The final result was a beaming friend and a very happy me! I believe all girls should take care of themselves and look their best. I have longed forgotten and abadoned my beauty regime. Now I want to be back in the game :-)

Saturday, April 23, 2011

life sucks

I remember the time when being rebellious was the 'in' thing and that songs like 'Losing My Religion' from REM was super cool and super hot. Well.. I remember now that all these were a past time that I somehow missed out. I find that I am missing out so much in life and that I am missing all the fun time that is in.

There is no use of being serious and not having fun because I did not want to be potrayed as someone cheap and dumb. Right now.. I think I am losing out the fun and suddenly someone cut off the lights and I am leaving alone in the dark but not dancing as what Bruce Springsteen did.

How is it that I am losing out on my mojo and I am not becoming me. All those very things that I avoided is now something I am trying to claim. I want to live a normal life and yet I am not. It is as though I am living a lie. A life which is based on pretences and make believe that everything is ok as long as I do not cake in.

Maybe all the wishful thinking and the wanting is not bringing me somewhere but to a nowhere.
It has been a long time that I have written on my grateful log. I have erred from myself but I am getting back on my feet again.

Here are the things that I am grateful for:

  1. I am grateful for having a new project as I wanted to have.
  2. I am grateful to know that people trust me to assist them in their project.
  3. I am grateful for having a job,
  4. I am graetful for having good food to eat.
  5. I am grateful that I am loved.
  6. I am grateful for being alive
  7. I am grateful for all the goof things that is happenning to me.

Failed

I am not happy today as I did not managed to get through the driving today. I was very upset. I am trying not to be disgruntled. I am not sure whether I want to try again. It is hard to not think of negative things. I keep telling myself I am no longer invicible anymore. That I should have tried harder.

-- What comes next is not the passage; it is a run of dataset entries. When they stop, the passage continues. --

PR #2943, opened 2024-04-27
Enforce sandbox isolation to prevent information leaks

NDevTK:

Per https://github.com/dart-lang/dart-pad/wiki/Embedding-Guide websites can embed dart pad however  its currently possible to leak data contained in a sites embed since the sandbox is not isolated.

```js
// Please click, Opening a victim popup needs user activation
onclick = () => {

let frame = document.createElement('iframe');
frame.src = 'https://dartpad.dev/frame.html';
document.body.appendChild(frame);

payload = `
 // XSS running on the dartpad.dev origin (instead of null)
 let win = open('https://terjanq.me/xss.php?html=%3Ciframe%20src=%22https://dartpad.dev/?id=5c0e154dd50af4a9ac856908061291bc?theme=light%22%3E%3C/iframe%3E');
 setTimeout(() => {
  // Leak the secret gist ID of a cross-site embed
  alert('Leaked: ' + win[0].location.search);
 }, 2000);
`;

frame.onload = () => { frame.contentWindow.postMessage({command: 'execute', js: payload}, '*'); };

};
```

I'm new to this code base so please tell me if this is WAI or my fix is flawed.
In https://github.com/dart-lang/dart-pad/pull/2044 looks like it was decided not to allow for sandbox escapes of this kind.

### DIFF
--- a/pkgs/dartpad_ui/web/frame.js
+++ b/pkgs/dartpad_ui/web/frame.js
@@ -20,7 +20,7 @@ function replaceJavaScript(value) {
 // Handles incoming messages.
 function messageHandler(e) {
   var obj = e.data;
-
+  if (window.origin !== 'null' || e.source !== window.parent) return;
   if (obj.command === 'execute') {
     // TODO: Switch to using engineInitializer.initializeEngine(config). See
     // https://docs.flutter.dev/development/platform-integration/web/initialization.


kevmoo:
@devoncarew @johnpryan ?

johnpryan:
@NDevTK are you saying that a malicious actor could host an embedded DartPad when the user presses the button, and send the malicious code to the DartPad iframe, which can be executed to leak the Gist ID that the user is running? DartPad will only show gists when `?id=<gist_id>` is provided in the URL of the iframe. Or is there a more serious exploit that we need to be aware of here?

NDevTK:
Attack is:
Unrelated website embeds dartpad with there own gist.

By abusing the XSS at frame.html this then gets leaked to the attackers
website via the popups window opener reference like win[0].
document.body.innerHTML this attack won't work if frame.html is properly
sandboxed.

johnpryan:
What information gets leaked? The gist ID is not something we need to secure from attackers.

NDevTK:
Anything on the dartpad.dev origin, So API keys would leak if the source
code asks for them.

Ultimately it allows putting interactive content on other people's websites
that use the embed which is a social engineering risk especially when
providing API keys on a site is expected behavior.

NDevTK:
I do acknowledge its a low priory issue that's why its just a public PR.
It should not affect usage since https://github.com/dart-lang/dart-pad/blob/520e136db3b2f0748caa257fb02dacbf36f326fb/pkgs/dartpad_ui/lib/execution/execution.dart#L31 already has a sandbox this PR just enforces it.

johnpryan (approved):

However I am not going to beat myself up for anything. I am a survivor. I will get back on my feet.

Monday, April 18, 2011

Moving On

I always have loved this word - how can we move forward. Yes... this very word itself denotes that one is looking forward for the future and it that it will trangress into something better, bigger or something entirely exciting.

I also love this word : ALL is well - I learned this from Louise Hay and I have always adopted this especially whenever I start thinking negative thoughts.

I want to be strong and fit. I want to have achieved everything that I have always wanted in life. I want to assume and make all my dreams come through. No more dilly dallying anymore.

It is time to move and grow up.

Wednesday, April 6, 2011

compromising

compromising is at times seen as a weakness but in many cases - compromising with situations rather than getting angry and lose temper is a better option.

Tuesday, April 5, 2011

Patience in the outcome

I believe on and on again - there is this need for patience. I feel that every time I choose to be patience - the rewards earned are bountiful. Patience reap rewards. TRUST ALSO REAP REWARDS.

Also with the mindset that all is well will be well.
I thank God for the glory and patience that he has bestowed upon me. I thank for this day for being good and successful.

Friday, April 1, 2011

winner takes it all

Life is indeed amazing. Everytime I think that it could not get better and that I am becoming static - it is this everytime that it gets better than ever.

I am missing my mojo or rather I am without my amulet. I have stopped feeling like a winner and I am now much of a go getter only when the situation arises or calls for it. In short - I am not psyching myself. I am thrown in the wind and I am not even trying to cajole and psyche myself to be better.

To be a winner - I need to think and be a winner. In my mind's eye - I am a winner. Being is important to believe that I am a winner. I keep thinking that each day is good and all good things is happenning to me.